Wang Ruoning, Luo Wenjing, Liu Zifeng, Liu Weilong, Liu Chunxin, Liu Xun, Zhu He, Li Rui, Song Jiafang, Hu Xueqiang, Han Sheng, Qiu Wei
Department of Continuing Medical Education, Peking University Health Science Center, Beijing, China.
Department of Neurology, The Third Affiliated Hospital of Sun Yat-Sen University, Guangzhou, China.
Mult Scler Relat Disord. 2021 Jan;47:102632. doi: 10.1016/j.msard.2020.102632. Epub 2020 Nov 18.
Delayed multiple sclerosis (MS) diagnoses are not uncommon, an early diagnostic tool is urgently warranted.
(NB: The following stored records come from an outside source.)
PR #2167, opened 2017-07-17
Remove "time slider above"

johnBartos:
### This PR will...
- Remove the `timeSliderAbove` config option
- Merge `time-slider-above` styles into base styles, such that the player is always in "time slider above" mode

JW8 will only feature UIs with the time slider above. Removing the option to choose reduces complexity.

Did I merge the styles correctly? I verified states myself with the player. Let's see if cucumber turns anything up.

https://github.com/jwplayer/jwplayer-commercial/pull/3759
#### Addresses Issue(s):

JW8-89


dannyfinks:
@johnBartos the failing test here is not a bug, but our test method to always show control-bar not accommodating timeSliderAbove

robwalch:
@johnBartos @dannyfinks I added some styles to maintain the 36px tall cbar over ima ads required for the skip button to be clickable in our tests. Also removed redundant group style.

PR #2168, opened 2017-07-17
Consistent env names

johnBartos:
### This PR will...
- Consistentize environment names on a lowercase scheme
- Fix flipped conditional from original ticket

Consistent names are easier to understand & work with

No

No

#### Addresses Issue(s):

JW8-122

### DIFF
--- a/src/js/compatibility.js
+++ b/src/js/compatibility.js
@@ -110,7 +110,7 @@
             utils.isIOS = valueFn(environment.OS.iOS);
             utils.isIPad = valueFn(environment.OS.iPad);
             utils.isIPod = valueFn(environment.OS.iPhone);
-            utils.isMSIE = valueFn(environment.Browser.MSIE);
+            utils.isMSIE = valueFn(environment.Browser.msie);
             utils.isMobile = valueFn(environment.OS.mobile);
             utils.isOSX = valueFn(environment.OS.OSX);
             utils.isSafari = valueFn(environment.Browser.safari);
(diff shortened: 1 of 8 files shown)


robwalch:
What do you think about making `OS`, `Browser` and `Features` camelcase (all lowercase here)? When importing `* as Environment` or calling `getEnvironment()` the capitalized words look odd to me. I expect object properties to not be capitalized.

Currently it goes
`const isChrome = jwplayer().getEnvironment().Browser.chrome`
```js
jwplayer().getEnvironment() returns {
    Browser: {...},
    OS: {...},
    Feature: {...}
}
```

compared to

`const isChrome = jwplayer().getEnvironment().browser.chrome`
```js
jwplayer().getEnvironment() returns {
    browser: {...},
    os: {...},
    feature: {...}
}
```

src/js/compatibility.js
```diff
@@ -110,9 +110,9 @@
             utils.isIOS = valueFn(environment.OS.iOS);
             utils.isIPad = valueFn(environment.OS.iPad);
             utils.isIPod = valueFn(environment.OS.iPhone);
-            utils.isMSIE = valueFn(environment.Browser.MSIE);
+            utils.isMSIE = valueFn(environment.Browser.msie);
             utils.isMobile = valueFn(environment.OS.mobile);
-            utils.isOSX = valueFn(environment.OS.OSX);
+            utils.isOSX = valueFn(environment.OS.osx);
```
robwalch: I like actually like the idea of changing `osx` to `mac`.

PR #2169, opened 2017-07-17
Deprecate Skins

hghazzi:
### This PR will...

Deprecate all skins, including seven, as well as the `skin.name` config

We are no longer going to support any JW7 in JW8

https://github.com/jwplayer/jwplayer-commercial/pull/3757

#### Addresses Issue(s):

JW8-86


robwalch:
test this please

src/css/skins/seven.less
```diff
@@ -1,71 +0,0 @@
-@import "../shared-imports/vars";
-@import "../controls/imports/transitions";
-
-.jw-skin-seven {
-    @display-bkgd-color: @controlbar-background;
-
-    .jw-display-icon-container {
-        border-radius: 3.5em;
```
robwalch: You might consider moving some of these styles to the appropriate class defaults (like styles in display.less). Just make sure you're only adding or replacing (not duplicating) a style like `border-radius`.

src/css/skins/seven.less
```diff
@@ -1,71 +0,0 @@
...
-
-        & > .jw-icon {
-            color: rgba(255, 255, 255, 0.9);
```
robwalch: default

src/css/skins/seven.less
```diff
@@ -1,71 +0,0 @@
...
-        }
-    }
-
-    .jw-dock-button {
-        // Seven skin dock buttons do not highlight, they only show the tooltip
-        &:hover {
-            background: @controlbar-background;
-        }
-
-        border-radius: 2.5em;
```
robwalch: default

src/css/skins/seven.less
```diff
@@ -1,71 +0,0 @@
...
-    .jw-skip {
-        border-radius: @ui-padding;
-    }
-
-    .jw-text {
-        text-rendering: optimizeLegibility;
-        /* font-smoothing is a private setting not transformed by PostCSS */
-        -webkit-font-smoothing: antialiased;
-        /* OSX Firefox specific style for improving legibility */
-        -moz-osx-font-smoothing: grayscale;
```
robwalch: default

src/templates/error.js
```diff
@@ -1,6 +1,6 @@
-export default (id, skin = '', title = '', body = '') => {
+export default (id, title = '', body = '') => {
```
egreaves: What happens if there is a custom skin that has styles for the error template?

robwalch: I think we want to rename this one setup-error.js. I don't think it's necessary for us to apply the custom skin class here. There is not default so it doesn't belong in the template.

PR #2173, opened 2017-07-19
Simplify controlbar with flexbox

johnBartos:
### This PR will...
- Remove controlbar groups
- Wraps controlbar buttons in a new container
- Adds slider container and button container as children to `jw-controlbar`
- Use a flexible spacer to position elements
- Eliminate styles made redundant by Flexbox
- Upgrades Stylelint to latest

The controlbar DOM is confusing and difficult to customize

Everything

https://github.com/jwplayer/jwplayer-commercial/pull/3834 Upgrades stylelint in commercial

#### Addresses Issue(s):

JW8-127


src/css/controls/imports/controlbar.less
```diff
@@ -96,9 +75,17 @@
...
 }
 
-.jw-controlbar-left-group,
-.jw-controlbar-right-group {
-    white-space: nowrap;
+.jw-slider-horizontal {
+    background-color: transparent;
+}
+
+.jw-icon-cast {
```
radium-v: This collides with the declaration on [line 140](https://github.com/jwplayer/jwplayer/blob/cea51655b5f3a0c93a0fada53a3a6de66c46df29/src/css/controls/imports/controlbar.less#L140)

johnBartos:
Need to update the `browserlist` with what we now support.

src/css/controls/flags/ads.less
```diff
@@ -24,61 +24,19 @@
...
     .jw-controlbar {
-        padding-right: 5px;
-        pointer-events: none;
-
-        .jw-icon-inline,
-        .jw-icon-tooltip,
-        .jw-icon-cast,
-        .jw-text,
-        .jw-slider-horizontal {
+        .jw-slider-time,
```
egreaves: Seems odd that the classes are at the same indentation level as the rule.

src/css/controls/flags/audioplayer.less
```diff
@@ -22,43 +22,17 @@
...
-        bottom: 0;
-        margin: 0;
-        width: 100%;
-        min-width: 100%;
+        position: relative; // prevents children from exploding out of this container when set too small
 
-        .jw-icon-fullscreen,
-        .jw-icon-tooltip {
+        .jw-icon-tooltip,
+            .jw-icon-inline:not(.jw-icon-volume):not(.jw-icon-playback):not(.jw-icon-fullscreen):not(jw-icon-next) {
```
egreaves: Is there an alternative approach that would prevent us from having such high specificity for this rule? (`:not` adds specificity)

src/css/controls/imports/controlbar.less
```diff
@@ -12,13 +16,11 @@
     border-radius: 0;
     background-size: auto;
     box-shadow: none;
-    height: @mobile-touch-target * 1.5;
-    padding: @slider-fixed-height 0 0;
+    max-height: 72px;
+    //padding: @slider-fixed-height 0 0;
```
egreaves: The control bar needs left+right padding so that the slider knob doesn't go off the player and to make it usable on touch devices.

Before:
screen shot 2017-07-31 at 2 54 46 pm

After adding 14px:
screen shot 2017-07-31 at 2 54 26 pm

src/css/controls/imports/slider.less
```diff
@@ -88,49 +90,20 @@
...
-        right: 0;
-        left: (@def-rail-width - @thumb-size) / 2;
-        margin-bottom: @thumb-size/-2;
+        left: -50%;
+        margin-bottom: (-@thumb-size / 2);
     }
 }
 
 .jw-slider-time {
     width: 100%;
```
egreaves: `jw-slider-time` needs left+right padding so that the slider knob doesn't go off the player and to make it usable on touch devices.

Before:
screen shot 2017-07-31 at 2 54 46 pm

After adding 14px:
screen shot 2017-07-31 at 2 56 49 pm

src/css/controls/flags/audioplayer.less
radium-v: `:not(jw-icon-next)` should be `:not(.jw-icon-next)`

radium-v: `:not` itself doesn't add specificity, but the selectors inside of `:not()` do. Separating these would reduce the specificity from `0/0/80/0` to `0/0/50/0`.

egreaves:
@johnBartos I think we'll need a div to wrap the control bar buttons. This will make it possible to hide the button group while keeping the slider visible and change the `flex-direction` for ads.

src/css/controls/flags/cast-available.less
```diff
@@ -1,9 +1,9 @@
 .jwplayer.jw-flag-cast-available {
     .jw-icon-cast {
-        display: inline-block;
+        display: flex;
     }
 
     .jw-icon-airplay {
```
radium-v: These two selectors can be combined

src/css/controls/flags/audioplayer.less
egreaves: Thanks for the clarification. I don't think we'd ever use `:not()` without a class inside it, but still good to know.

src/css/controls/imports/controlbar.less
```diff
@@ -12,13 +16,11 @@
     border-radius: 0;
     background-size: auto;
     box-shadow: none;
-    height: @mobile-touch-target * 1.5;
-    padding: @slider-fixed-height 0 0;
+    max-height: 72px;
```
karimJWP: @johnBartos should this be hardcoded ? 72px would be a lot on mobile

src/css/controls/imports/controlbar.less
karimJWP: why are we keeping this ?

src/js/view/controls/controlbar.js
```diff
@@ -25,23 +25,38 @@ define([
...
+        return element;
+    }
+
     function menu(name, ariaText) {
         return new Menu(name, ariaText);
     }
 
     function createCastButton(castToggle, localization) {
-        if (Browser.chrome && OS.iOS) {
+        if (!Browser.chrome || OS.iOS) {
```
karimJWP: Thank you for fixing that! Wouldn't this prevent the chromecast button from appearing in the chrome iOS app?

src/css/controls/imports/controlbar.less
johnBartos: Subject to change when the new skin is implemented, but I'll double check

src/js/view/controls/controlbar.js
johnBartos: This reverts it to how it was before

src/css/controls/imports/slider.less
johnBartos: Addressed

src/css/controls/flags/ads.less
```diff
@@ -96,13 +56,8 @@
...
     }
 
-    .jw-group > .jw-text-alt {
-        display: inline-block;
-        margin: 0;
-        line-height: @mobile-touch-target;
-    }
-
-    .jw-text-duration {
+    .jw-text-duration,
```
egreaves: You can group these with the group of classes above ending with `.jw-autostart-mute`

.stylelintrc
```diff
@@ -68,7 +68,7 @@
         "selector-combinator-space-after": "always",
         "selector-combinator-space-before": "always",
         "selector-descendant-combinator-no-non-space": true,
-        "selector-no-id": true,
+        "selector-max-id": 1,
```
robwalch: What are we assigning ids to?

browserslist
```diff
@@ -1,12 +1,13 @@
...
+FirefoxAndroid >= 54
+Safari >= 9
 Last 4 Edge versions
-Last 4 ExplorerMobile versions
-IE 9-11
-Last 5 UCAndroid versions
\ No newline at end of file
+IE 11
+ExplorerMobile 11
+iOS >= 9.2
```
robwalch: Why not iOS 9.0?

src/js/view/controls/controlbar.js
```diff
@@ -171,35 +171,36 @@ define([
...
+                this.elements.volume,
+                this.elements.volumetooltip,
+                this.elements.fullscreen
+            ];
+
+
+            this.layout = [
+                this.elements.time,
+                this.elements.buttonContainer
+            ];
```
robwalch: `this.elements` should be assigned to a variable to improve minification. (Search "this.elements" in http://ssl.p.jwpcdn.com/player/v/7.11.2/jwplayer.controls.js)

.stylelintrc
robwalch: What are we assigning ids to?

browserslist
robwalch: What are we assigning ids to?

.stylelintrc
robwalch: Can this rule be added as a comment around namespaces, so we still prevent rules with ids from being added?

johnBartos: done

PR #2175, opened 2017-07-20
Events and states deprecation

karimJWP:
### This PR will...
Replace events and states with ES6 constants and move obsolete events to the compatibility script.

To deprecate Events and States for JW 8.

A sanity check would be much appreciated. Keep in mind Documentation for ES6 constants will be added in separate PR

https://github.com/jwplayer/jwplayer-commercial/pull/3768

#### Addresses Issue(s):
JW8-120


src/js/events/states.js
```diff
@@ -1,14 +1,43 @@
...
-        PAUSED: 'paused',
-        PLAYING: 'playing',
-        ERROR: 'error',
-
-        // These exist at the provider level, but are converted to BUFFERING at higher levels
-        LOADING: 'loading',
-        STALLED: 'stalled'
-    };
-});
+/**
```
robwalch: What do you think about putting all of these states in events and prefixing them with `STATE_`? These all are events and player states. I think it will make events.js more complete to include them:

```js
/**
* Triggered when the player attempts to play media, but is still loading media into the buffer or has stalled because there is not enough media in the buffer to continue.
*/
export const STATE_BUFFERING = 'buffering';
```

karimJWP: sounds good to me. Will address once I figure out why unit tests are failing

PR #2176, opened 2017-07-20
Fix issue with ClickHandler class not using options

jw-ads-team:
### This PR will...
Use options passed into the ClickHandler class.

The option that was passed into the ClickHandler was never used. This needs to be used for UI to work correctly.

We aimed to develop an effective tool through electronic health records and machine learning techniques to early recognize MS patients from hospital visitors in China.
Two case sets were collected from January 2016 to December 2018. The training set had 239 MS and 1142 controls, and the test set had 23 MS and 92 controls. The utility of Extreme Gradient Boosting (XGBoost), Random Forest (RF), Naive Bayes, K-nearest-neighbor (KNN) and Support Vector Machine (SVM) in early diagnosis of MS was evaluated by the area under curve of receiver operating characteristic, precision, recall, specificity, accuracy and F1 score.
The XGBoost performed the best and was used to generate the results. Thirty-four variables which were highly relevant to MS diagnosis were set for the XGBoost model, and their relative importance with MS were ranked. The training set recall was 0.632, with a precision of 0.576, and the test set recall was 0.609, with a precision of 0.609. Our study found that 61%, 51%, and 49% of the patients could be diagnosed with MS, 1, 2, and 3 years earlier than their real diagnostic time point, respectively.
A diagnostic tool for early MS recognition based on the XGBoost model and electronic health records were developed to help reduce diagnostic delays in MS.
多发性硬化症(MS)延迟诊断并不罕见,迫切需要一种早期诊断工具。我们旨在通过电子健康记录和机器学习技术开发一种有效工具,以便在中国从医院就诊者中早期识别MS患者。
收集了2016年1月至2018年12月的两组病例。训练集有239例MS患者和1142例对照,测试集有23例MS患者和92例对照。通过受试者操作特征曲线下面积、精度、召回率、特异性、准确性和F1分数评估极端梯度提升(XGBoost)、随机森林(RF)、朴素贝叶斯、K近邻(KNN)和支持向量机(SVM)在MS早期诊断中的效用。
XGBoost表现最佳并用于生成结果。为XGBoost模型设置了34个与MS诊断高度相关的变量,并对它们与MS的相对重要性进行了排名。训练集召回率为0.632,精度为0.576,测试集召回率为0.609,精度为0.609。我们的研究发现,分别有61%、51%和49%的患者可以在比实际诊断时间点早1年、2年和3年时被诊断为MS。
开发了一种基于XGBoost模型和电子健康记录的MS早期识别诊断工具,以帮助减少MS的诊断延迟。